Das staatliche Fernsehen, einst wichtigstes Medium des Landes, hat zudem seine Glaubwürdigkeit verloren. Das Vertrauen der Menschen in die staatlichen Sendungen hat vor allem unter der einseitigen Berichterstattung nach den umstrittenen Präsidentschaftswahlen 2009 gelitten. 60 Prozent der Bevölkerung schauten mittlerweile lieber persischsprachige Sendungen aus dem Ausland über Satellit, sagt selbst der Kulturbeauftragte der iranischen Revolutionsgarde, Mohammad Hossein Nedjat. Über ausreichend Einfluss für entsprechende Prävention verfügt das staatliche Fernsehen damit längst nicht mehr.
Und Nichtregierungsorganisationen (NGOs), die im Bereich des sozialen Friedens aktiv sind, wurden bisher von den Regierenden nicht geduldet.
Staatliche Rechtfertigung der Gewalt
Öffentliche staatliche Gewaltausübungen wie Hinrichtungen und Auspeitschungen, die von einem breiten Publikum ngeschaut und per Handy gefilmt werden, tun ihr Übriges dazu. „Diese äußerst brutalen Handlungen führen zum Verlust der Hemmschwelle sowie jeglichen Unrechtbewusstseins und jeder Empathie“, so Saeed Peyvandi.
Zuschauer der Hinrichtung in der iranischen Stadt Sabzevar
Zuschauer der Hinrichtung in der iranischen Stadt Sabzevar

Über Jahre hinweg hätten die Menschen ihren Glauben an die iranische Regierung und den Justizapparat verloren, sagt Peyvandi. Korruptionsaffären, an denen politisch Verantwortliche beteiligt seien und die Tatsache, dass die Justiz im Dienste der Herrschenden stehe und somit „Doppelmoral“ betreibe, trügen enorm zu diesem Misstrauen bei, so der Soziologe: „Das führt unter anderem dazu, dass die Menschen in Konfliktsituationen Selbstjustiz ausüben.“
Keine zeitgemäßen Mittel
In einigen Bereichen hat die iranische Gesellschaft in relativ kurzer Zeit viele ihrer traditionellen Strukturen hinter sich gelassen. Alte Ehrenkodexe, die früher dafür sorgten, zwischenmenschliche Konflikte gewaltfrei zu bewältigen, gibt es kaum noch. Dieser Wegfall ist im städtischen Alltag bislang durch nichts Funktionierendes ersetzt worden. Dies, meint Peyvandi, sei ein weiterer Grund, dass Konflikte öfter in Gewalt münden.

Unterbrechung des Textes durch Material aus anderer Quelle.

PR #314, opened 2017-07-29
intToRgba to intToRGBA in jimp.d.ts

from-nibly:


Ojas-Gulati:
I suggest you don't remove intToRgba - keep it and also define a new function intToRGBA in the main js file and make it point to intToRgba.

from-nibly:
intToRgba does not exist. is there a reason both cases should be supported? It will be more work and more confusing.

Ojas-Gulati:
Ah, ok. I thought that you were renaming an old feature.

Though something like this is on another feature of jimp - check `greyscale()` and `grayscale()` - they both point to the same function in the main js file.

patheticcockroach:
NB this is also fixed in this PR https://github.com/oliver-moran/jimp/pull/329 (which also covers a bunch of missing methods)

edi9999:
Fixed by #329

PR #315, opened 2017-07-31
Correct getPixelColor doc

GalHorowitz:
The @returns of getPixelColor is currently "the index of the pixel or -1 if not found" - probaly copied from getPixelIndex and forgot to change.


edi9999:
Thanks !

PR #900, opened 2015-02-12
Fix NPE in semantic highlighting job

sschaef:
In case the editor is closed, no interactive compilation unit can be
retrieved and null is returned. This bug occurred while stepping through
multiple files in the debugger.

Fixes #1002386


dragos:
LGTM! thanks!

PR #901, opened 2015-02-23
T1002387 Remove an option to close SPCs when editors are open

mpociecha:
There are known cases when this (by default disabled) option leads to
memory leaks. Since the way in which dependencies of the presentation
compiler are freed hasn't been corrected so far, it's better to remove
this option. It can be brought back when the related problems will be
solved and someone will still consider it as something helpful.

This commit removes the preference stored previously in the preference
store, the checkox from GUI and underlying logic. It also updates
tests.


sschaef:
ok to test

sschaef:
LGTM

sschaef:
I completely oversaw this: To automatically close a ticket on Assembla mention it with `Fix #xxx`, don't put the ticket number in the title.

mpociecha:
Ok, thanks. I even didn't know there's such a feature. On the other hand, personally I consider it as something unfinished because an update to docs is not merged.

sschaef:
I don't have merge rights to the docs repo. @dragos will hopefully merge soon.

Um die Gewalt auf iranischen Straßen zu bekämpfen, müssten die Ursachen innerhalb der Familien, auf Schulhöfen und in der Gesellschaft tiefgreifender bekämpft und gleichzeitig wirksame Sensibilisierungsmaßnahmen ergriffen werden, meinen Experten.
Immerhin hat im Februar die landesweit erste „Zentrale für Prävention und Kontrolle der Gewalt“ in Teheran seine Arbeit aufgenommen. Diese Zentrale bietet Hilfesuchenden kostenlose Beratung zur Bekämpfung ihrer Aggression an.